Of course, Quitfacebookday.com isn’t alone. Nearly a dozen other websites, including FacebookProtest.com and YourOpenBook.org have jumped on the bandwagon persuading Facebook users to delete their accounts or be more mindful of their privacy settings. YourOpenBook.org allows anyone on the Web to type in a keyword and search all semi-open Facebook status updates. Users are presented with a list of Facebook profile pictures, names and the status containing the keyword.
“As far as I can tell, it allows people to search Facebook status updates the same way you can search Twitter,” Pizzementi says. “It’s highlighting the fact that people talk on Facebook differently. On Twitter, they know
they’re doing something very public, but on Facebook, they’re a little more confused and revealing more information than they would because they think it’s private.”
Pizzementi launched ReclaimPrivacy.org, a program which checks major Facebook settings, on Friday afternoon and circulated it to a few of his closest friends. This website provides a tool for scanning your Facebook privacy settings by simply dragging the site to your bookmarks bar, opening Facebook and clicking on the bookmark icon. “When Facebook released their new changes last month, I went back and checked my privacy settings,” he says. “I wasn’t really happy with the new defaults, but I knew it was too complicated to explain to the less techy population. I wanted an easy way for people to see what they’re exposing and fix that if they want to.”
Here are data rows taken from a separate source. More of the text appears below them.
PR #83, opened 2020-12-15
fix migrate for ssb-db@19.3.1

staltz:
Manyverse uses ssb-db@19.3.1 and the `sizeStream` in migrate wasn't working, while ssb-db2 uses ssb-db@20.3.0 for the tests.

I changed ssb-db to 19.3.1 in this module's package.json, then tests didn't pass either. Then I fixed the implementation until tests passed for 19.3.1. And then I changed package.json back to 20.3.0. Unfortunately I don't know a way of installing both versions and running tests, so we just have to remember to manually test 19.3.1 if we change `migrate`'s implementation. But now we know `migrate` works for both versions.

### DIFF
--- a/migrate.js
+++ b/migrate.js
@@ -32,29 +32,41 @@ function makeFileExistsObv(filename) {
 }
 
 function getOldLogStreams(sbot, config) {
-  if (sbot.createRawLogStream && sbot.createSequenceStream) {
+  if (sbot.createRawLogStream && sbot.status) {
     const logStream = sbot.createRawLogStream({ old: true, live: false })
     const logStreamLive = sbot.createRawLogStream({ old: false, live: true })
-    const sizeStream = pull(
-      sbot.createSequenceStream(),
-      pull.filter((x) => x >= 0)
-    )
-    return [logStream, logStreamLive, sizeStream]
+    const getSize = () => sbot.status().sync.since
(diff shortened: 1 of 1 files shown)


migrate.js
```diff
@@ -32,29 +32,41 @@ function makeFileExistsObv(filename) {
...
+      raw: true,
+      old: true,
+      live: false,
+    })
+    const logStreamLive = sbot.createLogStream({
+      raw: true,
+      old: false,
+      live: true,
+    })
+    const getSize = () => sbot.status().sync.since
```
arj03, line 52: Should this be since.value instead?

arj03: There same a few lines up

arj03:
Just a small comments, otherwise looks good.

migrate.js
staltz: It's weird, isn't it? But it's correct,

- see 20.3.0: https://github.com/ssbc/ssb-db/blob/da89b7552e054c9e8baaad78506714e13a62a7ec/index.js#L107
- see 19.3.1: https://github.com/ssbc/ssb-db/blob/6c0cdd580b6166b106283e3f1745585e189252ce/index.js#L94

arj03: OMG!

arj03:
Looks good :-)

PR #84, opened 2020-12-15
Fix delete

### LINKED ISSUE #60: Fix delete methods
Currently the delete methods are broken because of major refactors. We should make them work again and add tests ;)

arj03:
Fixes #60 by making delete and deleteFeed work again. This depends on https://github.com/ssb-ngi-pointer/jitdb/pull/74 and https://github.com/flumedb/async-flumelog/pull/13.

### DIFF
--- a/db.js
+++ b/db.js
@@ -14,7 +14,14 @@ const BaseIndex = require('./indexes/base')
 const Private = require('./indexes/private')
 // const Partial = require('./indexes/partial')
 
-const { and, fromDB, key, deferred, toCallback } = require('./operators')
+const {
+  and,
+  fromDB,
+  key,
+  author,
+  deferred,
+  toCallback,
+} = require('./operators')
 
 function getId(msg) {
   return '%' + hash(JSON.stringify(msg, null, 2))
@@ -141,16 +148,15 @@ exports.init = function (sbot, config) {
     })
   }
 
-  function del(key, cb) {
+  function del(msgId, cb) {
     const guard = guardAgainstDuplicateLogs('del()')
     if (guard) return cb(guard)
 
-    // FIXME: this doesn't work anymore after changing base index
-    baseIndex.keyToSeq(key, (err, seq) => {
+    jitdb.all(key(msgId), 0, false, true, (err, results) => {
       if (err) return cb(err)
-      if (seq == null) return cb(new Error('seq is null!'))
+      if (results.length === 0) return cb(new Error('seq is null!'))
 
-      log.del(seq, cb)
+      log.del(results[0], cb)
     })
   }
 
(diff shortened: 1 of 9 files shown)


log.js
```diff
@@ -36,8 +36,7 @@ module.exports = function (dir, config, private) {
   let originalGet = log.get
   log.get = function (seq, cb) {
     originalGet(seq, (err, res) => {
-      if (err && err.code === 'flumelog:deleted') cb()
```
arj03, line 39: This was removed because we already handle this in jitdb and the only other place this is used is in EBT index and actually if that happens then this means that you delete a message from an author but not the whole feed and this scenario shouldn't be supported in EBT anyway.

arj03:
While writing this I noticed that we really need proper documentation of the different methods. I think after merging this in would be a good point to add that.

db.js
```diff
@@ -114,49 +121,35 @@ exports.init = function (sbot, dir, config) {
...
-          )
-        }
+    jitdb.all(author(feedId), 0, false, true, (err, results) => {
+      push(
+        push.values(results),
+        push.asyncMap((seq, cb) => {
+          log.del(seq, cb)
+        }),
+        push.collect((err) => {
+          if (!err) {
```
staltz, line 147: This seems a bit backwards and made me stop and read it carefully. I think if it were written in a more standard way, would make it easy to skim:

```js
if (err) cb(err)
else {

}
```

db.js
```diff
@@ -114,49 +121,35 @@ exports.init = function (sbot, dir, config) {
...
+  function del(msgId, cb) {
     const guard = guardAgainstDuplicateLogs('del()')
     if (guard) return cb(guard)
 
-    // FIXME: this doesn't work anymore after changing base index
-    baseIndex.keyToSeq(key, (err, seq) => {
+    jitdb.all(key(msgId), 0, false, true, (err, results) => {
       if (err) return cb(err)
-      if (seq == null) return cb(new Error('seq is null!'))
+      if (results.length === 0) return cb(new Error('seq is null!'))
```
staltz, line 130: The error message seems not relevant anymore, how about `'cannot delete ' + msgId + ' because it was not found'`

staltz (changes requested):

test/delete.js
```diff
@@ -0,0 +1,58 @@
...
+const db = sbot.db
+
+test('index, delete, query', (t) => {
+  const post = { type: 'post', text: 'Testing!' }
+  const post2 = { type: 'post', text: 'Testing 2!' }
+
+  db.publish(post, (err, postMsg) => {
+    t.error(err, 'no err')
+
+    db.log.onDrain(() => {
```
staltz, line 36: Just a heads up that this might need to be rebased with #85 so that it's `db.getLog()` etc

staltz:
What happened to the tests? They ran for 5h then were cancelled

arj03:
Wierd, not sure. I plan on looking at this again and rebasing tonight or tomorrow.

arj03:
Found the problem. It was a missing cb.

arj03:
This should be ready now. @staltz do you want a release of master before getting this in?

arj03:
Awww naawww, an error :(

arj03:
I'm really fond of these automated tests, found a bug that didn't show up locally. The problem (in a test) is also in master.

staltz:
> This should be ready now. @staltz do you want a release of master before getting this in?

Actually yeah, that would be useful. :)

This one can be merged IMO

arj03:
Great, released current master as 0.8.0

PR #86, opened 2020-12-15
add contact(feedid) operator

staltz:
This one is just because I want to replace another simple API inside Manyverse and seemed easy to do.

### DIFF
--- a/operators/index.js
+++ b/operators/index.js
@@ -9,8 +9,9 @@ const {
   seekVoteLink,
   seekMentions,
   pluckLink,
+  seekContact,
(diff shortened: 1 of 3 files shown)


arj03:
Easy merge, what are you using it for out of curiosity?

staltz:
@arj03 I would use it to load a contact messages (latest old and then live) authored by A about B, both A and B fixed feedIds, and checking whether the contact msg is encrypted. This is to supplement the lack of "isPrivatelyFollowing" / "isPrivatelyBlocking" APIs in ssb-friends.

PR #92, opened 2020-12-20
Better documentation

arj03:
I wanted to add documentation to our methods and started looking at add. I never really used the method in ssb-browser only internally, but noticed that in ssb-db it validates. I didn't want to change for no reason, so moved some things around a bit and made it so that `add` works like in ssb-db. I still want to have a look at #7, but for now this should be good enough.

### DIFF
--- a/README.md
+++ b/README.md
@@ -65,15 +65,21 @@ sbot.db.query(
 
 ### Extra plugins
 
-An extra index plugin that is commonly needed in SSB communities is the **full-mentions** index. It has one method:
+An extra index plugin that is commonly needed in SSB communities is
+the **full-mentions** index. It has one method: getMessagesByMention.
 
- - getMessagesByMention
+Although this accomplishes the same as the previous `mentions()`
+example, this plugin is meant as an example for application developers
+to write their own plugins if the functionality of JITDB is not
+enough. JITDB is good for indexing specific values, like
+`mentions(alice.id)` which gets its own dedidated JITDB index for
+`alice.id`. But when querying mentions of several feeds or several
+messages, this creates many indexes, so a specialized index makes more
+sense.
 
-Although this accomplishes the same as the previous `mentions()` example, this plugin is meant as an example for application developers to write
-their own plugins if the functionality of JITDB is not enough. JITDB
-is good for indexing specific values, like `mentions(alice.id)` will gets its own dedidated JITDB index for `alice.id`. But when querying mentions of several feeds or several messages, this would creates many indexes, so a specialized index makes more sense.
-
-What `full-mentions` does is index all possible mentionable items at once, using Leveldb instead of JITDB. You can include it and use it like this:
+What `full-mentions` does is index all possible mentionable items at
+once, using Leveldb instead of JITDB. You can include it and use it
+like this:
 
 ```js
 const SecretStack = require('secret-stack')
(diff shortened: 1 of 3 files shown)


README.md
```diff
@@ -160,27 +173,81 @@ const sbot = SecretStack({appKey: caps.shs})
...
 
-Because ssb-db2 also begins indexing basic metadata once it's included as a plugin, this may cost more (precious) CPU time. **If you are not yet using db2 APIs** but would like to migrate the log anyway, in preparation for later activating db2, then you can include only the migration plugin, like this:
+Because ssb-db2 also begins indexing basic metadata once it's included
+as a plugin, this may cost more (precious) CPU time. **If you are not
+yet using db2 APIs** but would like to migrate the log anyway, in
+preparation for later activating db2, then you can include only the
+migration plugin, like this:
 
 ```js
 const sbot = SecretStack({appKey: caps.shs})
```
mixmix, line 193: I don't like using appKey. I think we should use `{ caps: { shs } }` generally as this (to me) feels clearer. Especially when there's caps.sign (which could be confused with appKey... shs is more of a networkKey...)

mixmix (changes requested):

README.md
arj03: Thanks, makes sense.

db.js
```diff
@@ -113,7 +113,7 @@ exports.init = function (sbot, config) {
     )
   }
 
-  function add(msg, cb) {
+  function rawAdd(msg, cb) {
     const guard = guardAgainstDuplicateLogs('add()')
```
staltz, line 117: Because `rawAdd` is an internal method, it doesn't make sense to have `guardAgainstDuplicateLogs` anymore, could you remove it? :)

README.md
```diff
@@ -29,9 +29,9 @@ const SecretStack = require('secret-stack')
 const caps = require('ssb-caps')
 const {and, type, author, toCallback} = require('ssb-db2/operators')
 
-const sbot = SecretStack({appKey: caps.shs})
+const sbot = SecretStack({ caps })
```
staltz, line 32: Does this work like this? (I know mix commented already)
I often use `SecretStack({appKey: require('ssb-caps').shs})` but I would **love** to use `SecretStack({ caps: require('ssb-caps') })`. Basically just asking if you're sure it works

README.md
```diff
@@ -138,49 +147,107 @@ const config = {
...
+this method unless you know exactly what you are doing.
+
+### deleteFeed(feedId, cb)
+
+Delete all messages of a specific feedId. Compared to `del` this
+method is safe to use.
+
+### publish(msg, cb)
+
+Convinience method for validating and adding a message to the database
```
staltz, line 226: Convenience

README.md
```diff
@@ -138,49 +147,107 @@ const config = {
...
+written by the feed running the secret-stack.
+
+### add(msg, cb)
+
+Validate and add a raw message (without id and timestamp) to the
```
staltz, line 231: Should we say "message value" as in `msg.value` instead? Maybe it helps clarify what this object should look like?

db.js
```diff
@@ -37,8 +37,8 @@ exports.manifest = {
   publish: 'async',
   del: 'async',
   deleteFeed: 'async',
-  validateAndAdd: 'async',
-  validateAndAddOOO: 'async',
+  addOOO: 'async',
+  addOOOStrictOrder: 'async',
```
staltz, line 41: Good rename

staltz (changes requested):

README.md
arj03: That's how ssb-server does it https://github.com/ssbc/ssb-server/blob/53c29aa819ad82b068c0b8e25db664215d1b2734/index.js#L6

db.js
arj03: Thanks, yes!

README.md
staltz: TIL

README.md
arj03: That word is not convinient to use ;-)

arj03:
Thanks for the review. Pushed an update.

staltz (approved):

PR #218, opened 2021-03-29
Private 3

arj03:
Continuing https://github.com/ssb-ngi-pointer/ssb-db2/pull/90. We might need quite a large part of this if we do feedless identities so I wanted to get that branch updated to latest master. Turns there there was a bunch of more things we need to fix:

 - For encrypted we don't store seq, only offset and that doesn't work well with full-mentions and keys index
 - Tribes 2 has a wierd edge case where it doesn't close properly

### DIFF
--- a/db.js
+++ b/db.js
@@ -51,7 +51,7 @@ exports.init = function (sbot, config) {
   config.db2 = config.db2 || {}
   const indexes = {}
   const dir = config.path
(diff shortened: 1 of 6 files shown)


mixmix:
Arg, I tried to put good close hooks in there.

staltz:
Can we delete this branch?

By Monday, Lifehacker, a popular technology blog, had picked it up, and soon the site was circulating faster than Pizzementi could keep track of. Massive traffic eventually caused the site to crash.
“I had to enable billing,” Pizzementi says. “Originally, I had just used a free hosting account, but because so many people were logging on, I couldn’t maintain a free site anymore.” Pizzementi estimates at least 200,000 people have now used the privacy scan, and the number is growing every hour.
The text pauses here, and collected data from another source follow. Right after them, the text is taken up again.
PR #219, opened 2021-04-01
Bump bipf

arj03:
Bipf was locked at 1.4. I have been doing some work on jitdb and noticed that db2 will not use 1.5 even if jitdb will because of the ~. Test parses and they also parse in jitdb.


staltz (approved):

staltz:
This PR could have been named "Bumpf"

“A site like ReclaimPrivacy.org is very simple for someone to install,” Dee says. “If they can do that, why isn’t Facebook taking a similar approach?”
While the site makes it easy to check your Facebook’s privacy settings, it’s important to note that it’s not perfect. Pizzementi says he has yet to add a privacy check for photo albums, though he hopes to release it in a few days.
Contractor doesn’t see the controversy slowing anytime soon. “It will eventually get better,” he says. “But this technology is in a stage of flux because Facebook is at the frontier.” The key is to tune the knobs with relative ease, he says. “Society is debating the trade-off between the benefits that might accrue by having access to information and the potential liability of that information being abused by someone else.”
It’s based on a dual-effects hypothesis, Contractor says. “Any technological change has to be good and bad at the same time,” he says. “The role of society is not to say it’s bad, but to encourage a debate that allows us to come to some agreement of where to draw the line the next time we revisit issues of privacy.”
While the privacy debate rages on, there are those like Baskies who believe completely opting out is the only answer. But it’s important to note the difference between deactivation and deletion. Deactivating means you can still be tagged in photos and be spammed by Facebook (make sure you opt-out of receiving e-mails as part of the deactivation). And as soon as you log back on, your old page will resume as if you never left. To actually delete the account, you have to find a link buried in the on-line help. Contractor isn’t even sure that’s safe. “No one can really commit Facebook suicide because the site still owns all the information,” he says.
But when it came down to it, it wasn’t only privacy policy that motivated Baskies decision. Sooner or later we have to grow up, she says.